***** Records for this exercise *****

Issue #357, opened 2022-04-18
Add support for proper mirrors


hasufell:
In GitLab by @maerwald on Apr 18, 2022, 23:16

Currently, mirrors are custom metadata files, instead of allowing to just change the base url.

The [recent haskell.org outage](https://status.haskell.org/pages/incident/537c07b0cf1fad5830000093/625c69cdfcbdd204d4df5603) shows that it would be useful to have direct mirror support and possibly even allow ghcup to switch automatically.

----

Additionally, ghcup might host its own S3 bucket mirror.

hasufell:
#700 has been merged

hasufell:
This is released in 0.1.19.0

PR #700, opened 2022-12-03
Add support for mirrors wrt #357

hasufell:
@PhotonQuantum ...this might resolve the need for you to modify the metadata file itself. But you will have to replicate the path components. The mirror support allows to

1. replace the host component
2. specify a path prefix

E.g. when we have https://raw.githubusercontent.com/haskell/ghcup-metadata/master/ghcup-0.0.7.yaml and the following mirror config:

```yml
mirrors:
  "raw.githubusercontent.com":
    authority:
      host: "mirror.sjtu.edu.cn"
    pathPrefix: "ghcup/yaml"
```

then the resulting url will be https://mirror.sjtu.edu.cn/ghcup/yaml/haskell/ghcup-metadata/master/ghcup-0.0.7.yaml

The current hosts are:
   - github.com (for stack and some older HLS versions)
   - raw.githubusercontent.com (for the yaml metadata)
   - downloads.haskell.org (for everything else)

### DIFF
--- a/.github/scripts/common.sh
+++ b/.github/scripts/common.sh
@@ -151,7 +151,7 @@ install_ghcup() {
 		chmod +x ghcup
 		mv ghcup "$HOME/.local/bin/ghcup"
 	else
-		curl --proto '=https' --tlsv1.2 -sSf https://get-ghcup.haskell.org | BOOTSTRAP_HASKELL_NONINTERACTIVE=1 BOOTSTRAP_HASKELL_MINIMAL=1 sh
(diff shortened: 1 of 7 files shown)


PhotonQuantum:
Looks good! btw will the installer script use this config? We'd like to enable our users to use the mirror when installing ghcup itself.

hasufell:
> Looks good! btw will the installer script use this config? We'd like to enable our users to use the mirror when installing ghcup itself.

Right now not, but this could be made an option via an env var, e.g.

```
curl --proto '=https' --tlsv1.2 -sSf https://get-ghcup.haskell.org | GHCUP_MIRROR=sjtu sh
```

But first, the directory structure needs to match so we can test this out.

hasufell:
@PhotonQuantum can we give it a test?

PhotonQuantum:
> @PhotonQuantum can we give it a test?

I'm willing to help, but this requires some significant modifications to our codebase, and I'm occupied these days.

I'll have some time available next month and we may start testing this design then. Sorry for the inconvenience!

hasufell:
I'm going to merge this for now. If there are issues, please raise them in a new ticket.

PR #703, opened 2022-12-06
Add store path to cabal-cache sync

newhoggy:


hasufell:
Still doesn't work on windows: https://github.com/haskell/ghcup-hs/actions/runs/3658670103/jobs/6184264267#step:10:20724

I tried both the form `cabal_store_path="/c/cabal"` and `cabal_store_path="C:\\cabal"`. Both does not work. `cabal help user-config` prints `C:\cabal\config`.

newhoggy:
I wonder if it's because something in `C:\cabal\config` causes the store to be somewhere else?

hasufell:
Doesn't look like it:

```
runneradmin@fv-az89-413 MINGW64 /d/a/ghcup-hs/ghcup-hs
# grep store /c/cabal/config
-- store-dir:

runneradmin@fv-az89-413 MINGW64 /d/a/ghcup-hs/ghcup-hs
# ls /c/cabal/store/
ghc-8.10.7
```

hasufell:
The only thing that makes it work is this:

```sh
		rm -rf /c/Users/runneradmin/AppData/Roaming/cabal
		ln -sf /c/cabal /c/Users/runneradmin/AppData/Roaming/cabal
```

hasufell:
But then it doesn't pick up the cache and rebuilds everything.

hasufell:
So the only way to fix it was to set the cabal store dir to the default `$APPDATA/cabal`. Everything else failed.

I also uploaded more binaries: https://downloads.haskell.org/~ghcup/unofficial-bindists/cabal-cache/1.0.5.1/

*****

**Task prompt:** The reply should hold only the lines of the listing above starting at the line containing "Currently, mirrors are" and ending at the line containing "- raw.githubusercontent.com (for", exactly as written.

**Expected answer:**
Currently, mirrors are custom metadata files, instead of allowing to just change the base url.

The [recent haskell.org outage](https://status.haskell.org/pages/incident/537c07b0cf1fad5830000093/625c69cdfcbdd204d4df5603) shows that it would be useful to have direct mirror support and possibly even allow ghcup to switch automatically.

----

Additionally, ghcup might host its own S3 bucket mirror.

hasufell:
#700 has been merged

hasufell:
This is released in 0.1.19.0

PR #700, opened 2022-12-03
Add support for mirrors wrt #357

hasufell:
@PhotonQuantum ...this might resolve the need for you to modify the metadata file itself. But you will have to replicate the path components. The mirror support allows to

1. replace the host component
2. specify a path prefix

E.g. when we have https://raw.githubusercontent.com/haskell/ghcup-metadata/master/ghcup-0.0.7.yaml and the following mirror config:

```yml
mirrors:
  "raw.githubusercontent.com":
    authority:
      host: "mirror.sjtu.edu.cn"
    pathPrefix: "ghcup/yaml"
```

then the resulting url will be https://mirror.sjtu.edu.cn/ghcup/yaml/haskell/ghcup-metadata/master/ghcup-0.0.7.yaml

The current hosts are:
   - github.com (for stack and some older HLS versions)
   - raw.githubusercontent.com (for the yaml metadata)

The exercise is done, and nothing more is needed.